**Data shown**
[Start of section]

PR #3942, opened 2026-07-26
Improve English phrasing in en locale

scrypt-kitty:
Follow-up to #3941. That PR fixes outright typos; this one is purely about English phrasing, so it is separate and entirely optional — please feel free to close it if you prefer the current wording.

| Key | Before | After |
|---|---|---|
| `sidebarPositionInvertedNotification_message` | "the one **matching to** the current position" | "the one matching the current position" |
| `message_startup_description_sync_before` | "activate Firefox Sync **with** Firefox's options **at first**, and install TST **to** other devices **also**" | "activate Firefox Sync in Firefox's options first, and install TST on your other devices as well" |
| `config_syncRequirements_description` | same phrasing as above, with "the browser's options" | same correction as above |
| `config_requireBookmarksPermission_tooltiptext` | "This feature needs **a right to** access bookmarks. Click here to request **a** required permission." | "This feature needs permission to access bookmarks. Click here to request the required permission." |

Notes on the individual changes:

- **"matching to"** — "matching" takes a direct object in English; the preposition is not used here.
- **"at first"** — this means "initially, but not later" (as in "at first I thought…"). For "before anything else", English uses "first".
- **"install TST to other devices"** — software is installed *on* a device.
- **"needs a right to access"** — grammatical, but "right" is a legal term in English. For browser permissions the idiomatic word is "permission", which also matches the wording used elsewhere in the locale.

### Verification

- The file parses as JSON and the key count is unchanged (813).
- The key set is identical to `trunk`, so no translation is orphaned. No other locale files are touched.
- Only these four `message` values differ from #3941.

Since GitHub cannot base a cross-fork PR on another fork's branch, this PR is stacked on #3941 and its diff currently shows both commits. Once #3941 is merged this will reduce to the four changes above on its own — happy to rebase at any point, or to squash both into a single PR if you would rather review them together.

### DIFF
--- a/webextensions/_locales/en/messages.json
+++ b/webextensions/_locales/en/messages.json
@@ -224,7 +224,7 @@
   "syncAvailable_notification_message": { "message": "Tabs can be transferred between your devices. Please click here to set an identifiable name to this device." },
   "syncAvailable_notification_message_linux": { "message": "Tabs can be transferred between your devices. Please click the button to set an identifiable name to this device." },
   "sentTabs_notification_title":            { "message": "\u200b" },
-  "sentTabs_notification_message":          { "message": "Tabs is sent to $DEVICE$",
+  "sentTabs_notification_message":          { "message": "Tab is sent to $DEVICE$",
     "placeholders": {
       "DEVICE": { "content": "$1", "example": "Firefox on Device X" }
     }},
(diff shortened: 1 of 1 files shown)


piroor:
Thanks!

PR #3952, opened 2026-08-25
Refined: Add remove-tab-keeping-children API for helper addons #3934

piroor:
This refines the new API introduced by #3934 with stability and flexibility.


piroor:
Document: https://github.com/piroor/treestyletab/wiki/API-for-other-addons#close-only-parent-tabs-keeping-their-children

PR #3972, opened 2026-09-19
Fix color handling for Nova themes + add theme opt-out to fix dark mode

Robertof:
Big fan of TST, thanks for your hard work! Got a nice "surprise" when updating to FF 157 on the aurora channel.

Firefox 157's new UI (Nova) introduces a bunch of new "default" themes (which I suspect a lot of people will flock to given the default palette). Unlike previous themes, those express colors as RGB arrays (e.g. `[255, 255, 255]`) rather than CSS strings. They also use linear gradients as their backgrounds. TST does not handle either properly which results in the TST stylesheet becoming borked.

In addition, a longstanding bug (https://bugzilla.mozilla.org/show_bug.cgi?id=1542044) prevents TST from getting the dark mode color palette for themes which support both dark and light mode. Because this would result in the sidebar being rendered with light mode palettes while the browser is in dark mode (and there's no way to get the dark mode palette), add a flag to allow users to opt-out of theme color palettes, thus reverting to the default TST dark mode colors which are perfectly fine.

| Scenario | |
| - | - |
| Before, Dusk theme on FF 157 | image |
| After, Dusk theme on FF 157 (flag disabled, default) | image |
| After, Dusk theme on FF 157 (flag enabled) | image |


piroor:
Thanks!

[End of section]

**Instructions to follow**
Look over the entries above. Copy every line that contains the word "webextensions".

**Result of the task**
--- a/webextensions/_locales/en/messages.json
+++ b/webextensions/_locales/en/messages.json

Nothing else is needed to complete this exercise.